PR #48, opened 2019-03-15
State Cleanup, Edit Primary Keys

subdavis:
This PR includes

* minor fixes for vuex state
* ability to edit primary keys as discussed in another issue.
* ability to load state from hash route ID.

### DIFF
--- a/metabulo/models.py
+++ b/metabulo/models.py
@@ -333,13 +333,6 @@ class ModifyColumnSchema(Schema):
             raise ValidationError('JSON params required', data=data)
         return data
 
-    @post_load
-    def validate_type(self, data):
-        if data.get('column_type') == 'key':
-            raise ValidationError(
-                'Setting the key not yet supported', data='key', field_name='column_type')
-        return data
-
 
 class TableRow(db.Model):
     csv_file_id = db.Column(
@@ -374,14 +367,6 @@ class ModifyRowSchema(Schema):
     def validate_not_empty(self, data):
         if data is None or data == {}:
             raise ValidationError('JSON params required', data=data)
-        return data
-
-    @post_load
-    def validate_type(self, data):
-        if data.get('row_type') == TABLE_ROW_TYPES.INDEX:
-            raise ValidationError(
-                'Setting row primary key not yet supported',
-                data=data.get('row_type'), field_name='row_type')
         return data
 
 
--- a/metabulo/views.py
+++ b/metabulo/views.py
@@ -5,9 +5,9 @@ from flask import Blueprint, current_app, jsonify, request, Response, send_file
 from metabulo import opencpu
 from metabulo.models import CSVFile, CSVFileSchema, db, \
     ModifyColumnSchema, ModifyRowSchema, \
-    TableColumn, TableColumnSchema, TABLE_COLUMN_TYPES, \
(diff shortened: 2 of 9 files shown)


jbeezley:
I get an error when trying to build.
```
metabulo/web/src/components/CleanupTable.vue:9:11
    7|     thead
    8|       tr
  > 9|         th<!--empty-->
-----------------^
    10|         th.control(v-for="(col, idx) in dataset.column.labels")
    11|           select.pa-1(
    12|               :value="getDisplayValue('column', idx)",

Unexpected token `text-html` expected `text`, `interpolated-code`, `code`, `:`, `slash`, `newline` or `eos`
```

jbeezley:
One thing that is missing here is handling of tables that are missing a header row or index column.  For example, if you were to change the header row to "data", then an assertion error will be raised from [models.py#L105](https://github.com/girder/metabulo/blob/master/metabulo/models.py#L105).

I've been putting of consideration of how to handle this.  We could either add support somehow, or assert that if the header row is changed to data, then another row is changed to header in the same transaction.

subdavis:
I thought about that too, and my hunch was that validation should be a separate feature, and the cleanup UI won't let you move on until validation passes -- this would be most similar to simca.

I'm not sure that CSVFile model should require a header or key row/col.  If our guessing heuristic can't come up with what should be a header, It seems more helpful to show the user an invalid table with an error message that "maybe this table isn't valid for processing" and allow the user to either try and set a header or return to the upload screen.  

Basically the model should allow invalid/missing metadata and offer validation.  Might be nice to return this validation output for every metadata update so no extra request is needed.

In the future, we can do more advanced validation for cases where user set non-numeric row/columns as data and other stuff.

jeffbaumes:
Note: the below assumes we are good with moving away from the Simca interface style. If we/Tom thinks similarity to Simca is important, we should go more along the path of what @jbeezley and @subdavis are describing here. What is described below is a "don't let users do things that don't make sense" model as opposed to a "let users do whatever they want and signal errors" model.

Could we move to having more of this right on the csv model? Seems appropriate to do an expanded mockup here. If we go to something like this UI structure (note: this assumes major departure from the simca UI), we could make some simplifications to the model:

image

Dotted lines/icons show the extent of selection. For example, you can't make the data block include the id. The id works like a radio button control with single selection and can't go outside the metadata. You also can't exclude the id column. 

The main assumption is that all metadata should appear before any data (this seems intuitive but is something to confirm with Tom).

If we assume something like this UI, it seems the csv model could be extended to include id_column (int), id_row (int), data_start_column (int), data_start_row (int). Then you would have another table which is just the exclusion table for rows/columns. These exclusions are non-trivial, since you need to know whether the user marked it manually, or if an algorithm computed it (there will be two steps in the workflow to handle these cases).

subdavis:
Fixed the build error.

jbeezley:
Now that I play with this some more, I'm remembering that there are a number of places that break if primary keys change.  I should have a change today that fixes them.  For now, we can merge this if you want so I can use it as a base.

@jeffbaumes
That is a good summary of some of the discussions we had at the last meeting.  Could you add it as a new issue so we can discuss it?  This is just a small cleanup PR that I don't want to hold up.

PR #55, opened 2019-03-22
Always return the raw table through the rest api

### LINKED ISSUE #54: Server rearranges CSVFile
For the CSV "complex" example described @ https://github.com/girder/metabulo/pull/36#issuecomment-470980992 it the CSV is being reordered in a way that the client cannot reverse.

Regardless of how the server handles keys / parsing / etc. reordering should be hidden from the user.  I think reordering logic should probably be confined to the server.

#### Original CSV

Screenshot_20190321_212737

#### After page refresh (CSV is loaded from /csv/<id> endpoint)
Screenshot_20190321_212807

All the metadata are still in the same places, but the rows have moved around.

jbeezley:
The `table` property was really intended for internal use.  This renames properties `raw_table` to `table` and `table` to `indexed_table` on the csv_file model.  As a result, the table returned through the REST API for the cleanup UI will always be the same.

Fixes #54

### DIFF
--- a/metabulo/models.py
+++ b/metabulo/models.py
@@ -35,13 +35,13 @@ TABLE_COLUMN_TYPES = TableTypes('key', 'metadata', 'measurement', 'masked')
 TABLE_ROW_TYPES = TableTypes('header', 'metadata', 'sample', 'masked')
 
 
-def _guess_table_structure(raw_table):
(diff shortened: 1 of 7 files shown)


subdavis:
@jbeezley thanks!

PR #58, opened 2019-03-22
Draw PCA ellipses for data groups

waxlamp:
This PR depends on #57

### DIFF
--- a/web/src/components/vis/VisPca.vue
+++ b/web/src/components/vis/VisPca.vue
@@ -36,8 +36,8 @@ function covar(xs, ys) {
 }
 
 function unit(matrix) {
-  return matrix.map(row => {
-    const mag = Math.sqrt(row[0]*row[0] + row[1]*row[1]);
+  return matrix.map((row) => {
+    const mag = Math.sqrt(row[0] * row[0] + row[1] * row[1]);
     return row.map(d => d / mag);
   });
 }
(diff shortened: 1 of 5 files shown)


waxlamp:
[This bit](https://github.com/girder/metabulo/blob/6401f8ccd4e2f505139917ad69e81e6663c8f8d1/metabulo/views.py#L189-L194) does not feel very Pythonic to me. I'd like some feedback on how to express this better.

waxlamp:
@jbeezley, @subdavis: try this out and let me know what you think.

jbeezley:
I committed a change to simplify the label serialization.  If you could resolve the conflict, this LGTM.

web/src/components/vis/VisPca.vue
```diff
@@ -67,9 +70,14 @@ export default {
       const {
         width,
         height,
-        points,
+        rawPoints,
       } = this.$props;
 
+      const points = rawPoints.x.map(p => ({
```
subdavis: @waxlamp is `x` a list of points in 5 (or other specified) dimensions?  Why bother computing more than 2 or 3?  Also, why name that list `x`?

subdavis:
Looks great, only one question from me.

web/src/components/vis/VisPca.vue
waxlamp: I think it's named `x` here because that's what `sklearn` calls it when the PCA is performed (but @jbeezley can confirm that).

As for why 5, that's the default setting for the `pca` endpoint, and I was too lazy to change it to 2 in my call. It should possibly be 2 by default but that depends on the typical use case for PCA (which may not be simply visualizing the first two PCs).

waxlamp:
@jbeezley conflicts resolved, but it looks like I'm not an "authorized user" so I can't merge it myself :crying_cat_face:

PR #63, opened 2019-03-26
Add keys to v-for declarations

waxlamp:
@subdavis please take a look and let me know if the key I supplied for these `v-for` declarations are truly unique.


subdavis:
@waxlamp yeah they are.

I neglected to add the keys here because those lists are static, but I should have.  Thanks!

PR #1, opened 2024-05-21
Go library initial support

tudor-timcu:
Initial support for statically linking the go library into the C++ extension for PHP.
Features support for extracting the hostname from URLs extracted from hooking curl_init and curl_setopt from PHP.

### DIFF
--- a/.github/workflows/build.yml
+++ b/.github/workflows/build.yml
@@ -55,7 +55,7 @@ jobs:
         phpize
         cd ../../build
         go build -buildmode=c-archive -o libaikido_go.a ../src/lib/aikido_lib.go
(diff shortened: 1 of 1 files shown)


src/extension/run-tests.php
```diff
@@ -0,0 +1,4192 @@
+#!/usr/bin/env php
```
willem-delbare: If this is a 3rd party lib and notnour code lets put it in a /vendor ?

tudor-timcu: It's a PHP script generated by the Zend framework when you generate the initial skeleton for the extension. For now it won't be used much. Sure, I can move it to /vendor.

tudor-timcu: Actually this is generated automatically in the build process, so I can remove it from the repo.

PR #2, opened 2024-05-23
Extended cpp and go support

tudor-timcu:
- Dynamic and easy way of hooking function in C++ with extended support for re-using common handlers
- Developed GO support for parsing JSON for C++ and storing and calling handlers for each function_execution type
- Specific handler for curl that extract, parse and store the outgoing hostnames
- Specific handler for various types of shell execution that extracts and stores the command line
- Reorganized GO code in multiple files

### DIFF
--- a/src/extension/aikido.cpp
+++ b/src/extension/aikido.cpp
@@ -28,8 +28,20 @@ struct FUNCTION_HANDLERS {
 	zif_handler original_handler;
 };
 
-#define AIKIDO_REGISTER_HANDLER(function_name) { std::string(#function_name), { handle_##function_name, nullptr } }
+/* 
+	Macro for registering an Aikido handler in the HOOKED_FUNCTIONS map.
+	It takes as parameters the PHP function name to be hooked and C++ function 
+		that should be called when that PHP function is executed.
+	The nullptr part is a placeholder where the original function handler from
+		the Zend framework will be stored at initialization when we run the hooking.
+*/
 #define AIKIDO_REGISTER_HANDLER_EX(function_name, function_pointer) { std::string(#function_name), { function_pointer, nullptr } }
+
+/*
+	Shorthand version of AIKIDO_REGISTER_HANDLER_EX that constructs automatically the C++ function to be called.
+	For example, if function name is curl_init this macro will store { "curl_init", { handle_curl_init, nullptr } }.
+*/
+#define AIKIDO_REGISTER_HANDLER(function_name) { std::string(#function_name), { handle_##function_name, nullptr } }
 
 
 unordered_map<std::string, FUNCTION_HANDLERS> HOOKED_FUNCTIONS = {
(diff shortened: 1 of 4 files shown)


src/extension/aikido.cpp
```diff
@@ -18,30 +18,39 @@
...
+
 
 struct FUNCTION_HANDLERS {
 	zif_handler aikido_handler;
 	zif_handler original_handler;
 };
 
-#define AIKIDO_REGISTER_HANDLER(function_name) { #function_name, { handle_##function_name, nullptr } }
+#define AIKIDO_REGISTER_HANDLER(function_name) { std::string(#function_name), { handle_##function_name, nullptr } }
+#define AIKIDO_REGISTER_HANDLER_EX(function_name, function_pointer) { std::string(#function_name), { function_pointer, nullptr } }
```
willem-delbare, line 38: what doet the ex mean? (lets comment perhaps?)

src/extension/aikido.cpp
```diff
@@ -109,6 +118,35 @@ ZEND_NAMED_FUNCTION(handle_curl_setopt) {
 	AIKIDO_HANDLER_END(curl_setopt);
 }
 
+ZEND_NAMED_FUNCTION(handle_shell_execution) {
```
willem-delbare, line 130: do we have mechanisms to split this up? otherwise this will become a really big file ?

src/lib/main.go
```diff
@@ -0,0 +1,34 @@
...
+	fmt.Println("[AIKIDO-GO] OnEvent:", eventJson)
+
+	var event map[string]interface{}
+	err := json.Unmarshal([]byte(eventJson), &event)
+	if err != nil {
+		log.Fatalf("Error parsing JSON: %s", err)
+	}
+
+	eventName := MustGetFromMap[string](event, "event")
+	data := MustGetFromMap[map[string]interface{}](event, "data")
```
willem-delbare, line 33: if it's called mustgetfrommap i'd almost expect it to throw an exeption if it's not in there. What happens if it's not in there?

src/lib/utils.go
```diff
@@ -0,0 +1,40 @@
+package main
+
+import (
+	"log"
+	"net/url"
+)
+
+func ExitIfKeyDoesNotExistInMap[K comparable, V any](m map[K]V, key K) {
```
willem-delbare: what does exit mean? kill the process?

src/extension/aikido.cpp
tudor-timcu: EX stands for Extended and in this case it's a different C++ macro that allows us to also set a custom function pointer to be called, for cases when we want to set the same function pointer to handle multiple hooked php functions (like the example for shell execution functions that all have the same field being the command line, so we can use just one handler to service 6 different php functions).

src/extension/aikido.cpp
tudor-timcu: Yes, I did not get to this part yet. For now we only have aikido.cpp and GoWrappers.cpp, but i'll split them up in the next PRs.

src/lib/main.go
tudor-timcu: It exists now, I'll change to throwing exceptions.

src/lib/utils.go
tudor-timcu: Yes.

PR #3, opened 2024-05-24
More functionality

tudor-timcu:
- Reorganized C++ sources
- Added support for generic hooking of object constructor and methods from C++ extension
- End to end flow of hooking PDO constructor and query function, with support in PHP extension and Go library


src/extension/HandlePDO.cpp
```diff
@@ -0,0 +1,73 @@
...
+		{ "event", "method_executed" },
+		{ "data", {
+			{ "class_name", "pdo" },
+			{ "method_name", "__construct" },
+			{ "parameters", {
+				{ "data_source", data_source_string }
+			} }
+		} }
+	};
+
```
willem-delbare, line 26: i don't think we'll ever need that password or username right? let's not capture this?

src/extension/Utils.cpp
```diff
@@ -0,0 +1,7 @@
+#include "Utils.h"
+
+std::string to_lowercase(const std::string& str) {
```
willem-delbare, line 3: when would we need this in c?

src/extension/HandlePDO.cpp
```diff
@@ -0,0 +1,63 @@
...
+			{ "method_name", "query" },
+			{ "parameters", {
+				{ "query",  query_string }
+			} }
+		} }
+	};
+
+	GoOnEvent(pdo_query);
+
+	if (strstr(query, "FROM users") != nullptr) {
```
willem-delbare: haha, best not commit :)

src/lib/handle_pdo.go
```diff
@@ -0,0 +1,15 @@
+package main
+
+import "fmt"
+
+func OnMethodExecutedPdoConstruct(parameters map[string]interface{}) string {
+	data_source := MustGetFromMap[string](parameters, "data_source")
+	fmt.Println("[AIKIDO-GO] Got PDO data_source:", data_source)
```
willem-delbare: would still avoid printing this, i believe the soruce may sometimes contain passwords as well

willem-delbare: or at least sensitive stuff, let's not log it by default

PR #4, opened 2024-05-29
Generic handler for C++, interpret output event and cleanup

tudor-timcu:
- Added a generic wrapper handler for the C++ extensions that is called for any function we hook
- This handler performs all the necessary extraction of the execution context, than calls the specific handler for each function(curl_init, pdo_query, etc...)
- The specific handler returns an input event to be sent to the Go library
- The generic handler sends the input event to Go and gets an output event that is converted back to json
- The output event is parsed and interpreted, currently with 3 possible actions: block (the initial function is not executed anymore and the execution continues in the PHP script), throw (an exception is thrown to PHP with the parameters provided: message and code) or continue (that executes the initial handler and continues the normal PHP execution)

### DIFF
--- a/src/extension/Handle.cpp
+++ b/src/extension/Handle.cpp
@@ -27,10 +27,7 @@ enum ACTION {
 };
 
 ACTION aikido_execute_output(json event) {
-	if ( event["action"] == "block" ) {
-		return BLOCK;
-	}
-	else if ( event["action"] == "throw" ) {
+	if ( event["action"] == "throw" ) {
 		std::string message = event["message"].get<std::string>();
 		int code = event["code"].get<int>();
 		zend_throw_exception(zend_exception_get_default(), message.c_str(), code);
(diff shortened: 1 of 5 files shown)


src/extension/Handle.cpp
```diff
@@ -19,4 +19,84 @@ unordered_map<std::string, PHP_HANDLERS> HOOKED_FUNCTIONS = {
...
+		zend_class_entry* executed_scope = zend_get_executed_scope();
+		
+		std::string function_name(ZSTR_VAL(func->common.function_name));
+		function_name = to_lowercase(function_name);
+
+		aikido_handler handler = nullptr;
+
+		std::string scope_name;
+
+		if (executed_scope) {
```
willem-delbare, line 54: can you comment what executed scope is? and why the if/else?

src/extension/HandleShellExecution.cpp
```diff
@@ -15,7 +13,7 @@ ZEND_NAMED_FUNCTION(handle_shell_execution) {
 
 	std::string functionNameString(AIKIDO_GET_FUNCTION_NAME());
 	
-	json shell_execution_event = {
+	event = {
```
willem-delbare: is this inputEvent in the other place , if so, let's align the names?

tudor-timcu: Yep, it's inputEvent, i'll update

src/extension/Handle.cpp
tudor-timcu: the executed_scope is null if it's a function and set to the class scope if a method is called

····················

About this exercise:
Take from the material above every line that includes the word "eventJson".

Exercise response:
+	fmt.Println("[AIKIDO-GO] OnEvent:", eventJson)
+	err := json.Unmarshal([]byte(eventJson), &event)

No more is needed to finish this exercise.